Основным же принципом в конструировании культурологической и научной основы цветового строя булгаковских произведений можно назвать синтез. Один из немногих, писатель выступает за синтез ключевых элементов двух долгие века противостоящих теорий понимания природы и функций цвета/света И. Ньютона и И. Гёте, тем самым стремясь объединить науку и веру как взаимодополняющие элементы неразделимого целого. Безусловно, сами теории в целом имеют взаимоисключающий характер. Однако ньютоновская идея разложения светового луча на цвета спектра и возможность их комбинаций в формате света и в формате красящих пигментов вполне сочетаема с идеей Гёте о глубокой духовной семантике каждого цвета и цветовых комбинаций, значительного влияния качества света и безграничных синестетических возможностей образов, сформированных посредством цвето- и световых элементов. Булгаков в конструировании цветовых систем своих произведений и практикует синтез указанных идей двух теорий, по сути дела, следуя за импрессионистами и неоимпрессионистами, которые на живописных полотнах творили «чудо» восприятия изображённой действительности, владея техникой точного научного расчета сочетаемости цветов для достижения каждого данного оптического эффекта. Более того, писатель синтезирует представления о цвете реалистов и экспрессионистов. В создании своего цветового строя Булгаков ориентируется на самые различные системы цветосимволик, принадлежащие разным эпохам и нациям, избрав в качестве доминирующей символику Древнего мира.

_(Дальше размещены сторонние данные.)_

PR #675, opened 2015-09-22
added ASViewController to the dynamic framework target to fix carthag…

crylico:
…e support

### DIFF
--- a/AsyncDisplayKit.xcodeproj/project.pbxproj
+++ b/AsyncDisplayKit.xcodeproj/project.pbxproj
@@ -140,6 +140,8 @@
 		205F0E211B376416007741D0 /* CGRect+ASConvenience.h in Headers */ = {isa = PBXBuildFile; fileRef = 205F0E1F1B376416007741D0 /* CGRect+ASConvenience.h */; settings = {ATTRIBUTES = (Public, ); }; };
 		205F0E221B376416007741D0 /* CGRect+ASConvenience.m in Sources */ = {isa = PBXBuildFile; fileRef = 205F0E201B376416007741D0 /* CGRect+ASConvenience.m */; };
 		242995D31B29743C00090100 /* ASBasicImageDownloaderTests.m in Sources */ = {isa = PBXBuildFile; fileRef = 242995D21B29743C00090100 /* ASBasicImageDownloaderTests.m */; };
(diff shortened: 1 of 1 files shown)


crylico:
Looks like CI failed because of network problems?

appleguy:
Rebuilding.

appleguy:
@crylico thanks for the fix!  Sorry that various commits keep missing this.  I wonder what the easiest way is to ensure Carthage is tested during the unit test cycle.

crylico:
It's a hard issue - at first thought, maybe running a script that checks the Compile Sources of the static lib target and the dynamic framework target are the same?

This seems a little hacky, though

crylico:
Another possibility would be to include some kind of demo project that is also tested that builds AsyncDisplayKit via Carthage, then make sure the demo project tests pass as well?

appleguy:
@crylico what is the failure mode?  Yeah, I think the example project is the right idea.  I believe right now if you do a simple Duplicate in Finder (cmd-D) on any project in the examples/ directory, and then just give the project a name an modify it, you have a new example project.

We should check, but I believe the build system automatically compiles all of them.  So if we put one in with Carthage, theoretically it could catch this?

crylico:
So, checking out the commit just before this merge and creating a brand new sample project, then following the iOS Getting Started instructions at [Carthage](https://github.com/Carthage/Carthage), then doing `@import AsyncDisplayKit;`, the build error (in Xcode, not Carthage) is `'AsyncDisplayKit/ASViewController.h' file not found`.

Can you think of any other issues that could arise?

appleguy:
@crylico I've actually never used Carthage before, or even the @import flag :).  There are a few other people who have contributed to Carthage support (and filed both Issues and PRs), and it would be great to loop them in for any suggestions.

I know at least a couple were hoping to create a sample project as well, and might actually have a specific strategy in mind for the simplest way to create the sample.  I think duplicating an example is a fine starter approach for most sample projects, although it may be the case that with Carthage, starting from clean build settings (rather than a project / workspace originally managed by Cocoapods) is the better idea?

crylico:
@appleguy if there are already people with some ideas in mind, great! I'd love to hear their inputs :) If not, I'd be more than happy to make the example project with the bare minimum to trigger an error if there are files missing.  

I agree that starting with a clean project would be a good idea, though the README sounds a bit like all projects in the examples folder get "pod install" for CI, which obviously would error out for a carthage project. Is it safe to just create a new project that doesn't depend on cocoapods?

Обращение к цветовым образам Булгакова представляется целостной стройной системой как. на количественной ступени семантизирования цвета (когда логический и/или символический акцент делается на каком-либо значимом для автора цвето-световом образе посредством большого количества упоминаний данного образа), так и на качественной (при малом количестве упоминаний цвета/света образ размещён в композиционно значимых моментах текста и окружён особыми индикаторными цветами). Цвето-светообраз на качественной ступени семантизирования функционирует как психоинициирующая ассоциативная конструкция и включает более сложные перцептивные процессы в сознании и подсознании читателя, чем образ количественной ступени. Образ качественной ступени не только запоминается, но и начинает разрастаться в широкое поле ассоциаций, связывая их с другими образами и выводя читателя на имплицированные смыслы Булгаковских текстов.
Степень цветности произведений в хронологии создания часто не зависит от цветности предшествующих текстов и определяется индивидуальной значимостью каждого данного произведения, но общая тенденция понижения цветности к концу творческого пути Булгакова просматривается чётко. Это можно объяснить не столько духовной усталостью писателя, при которой воспринимаемый мир блекнет (как было с Н. Гоголем), сколько совершенствованием мастерства Булгакова. Известный русский теоретик изобразительного искусства Н.Н. Волков в работе «Цвет в живописи» писал: «Путь к обобщённости цвета лежит через постижение богатства цветовых связей и, следовательно, через богатство выбора. Лаконизм же доступен лишь мудрости. Он возникает естественно, как итог образного познания» [Волков, 1984, с. 285]. По количеству цветоупотреблений последний роман «Мастер и Маргарита», как уже упоминалось, уступает лишь ориентированному на свет «Театральному роману». Однако этот цветовой лаконизм естественен настолько, что на ассоциативном уровне он не воспринимается читателем: недостатка в цвете нет. Дело в том, что к концу булгаковского творчества максимальная степень обобщения цвета переводит функционирование цветообраза с количественной ступени семантизирования на логико-символическую, качественную, при которой не требуется большого количества цветоупотреблений: оно становится избыточным. Сила психологического воздействия цветообраза на читателя-реципиента определяется не количеством упоминаний цвета, а особым местом расположения цветового пятна в структуре текста, в композиции сюжета, в синтаксической конструкции предложения.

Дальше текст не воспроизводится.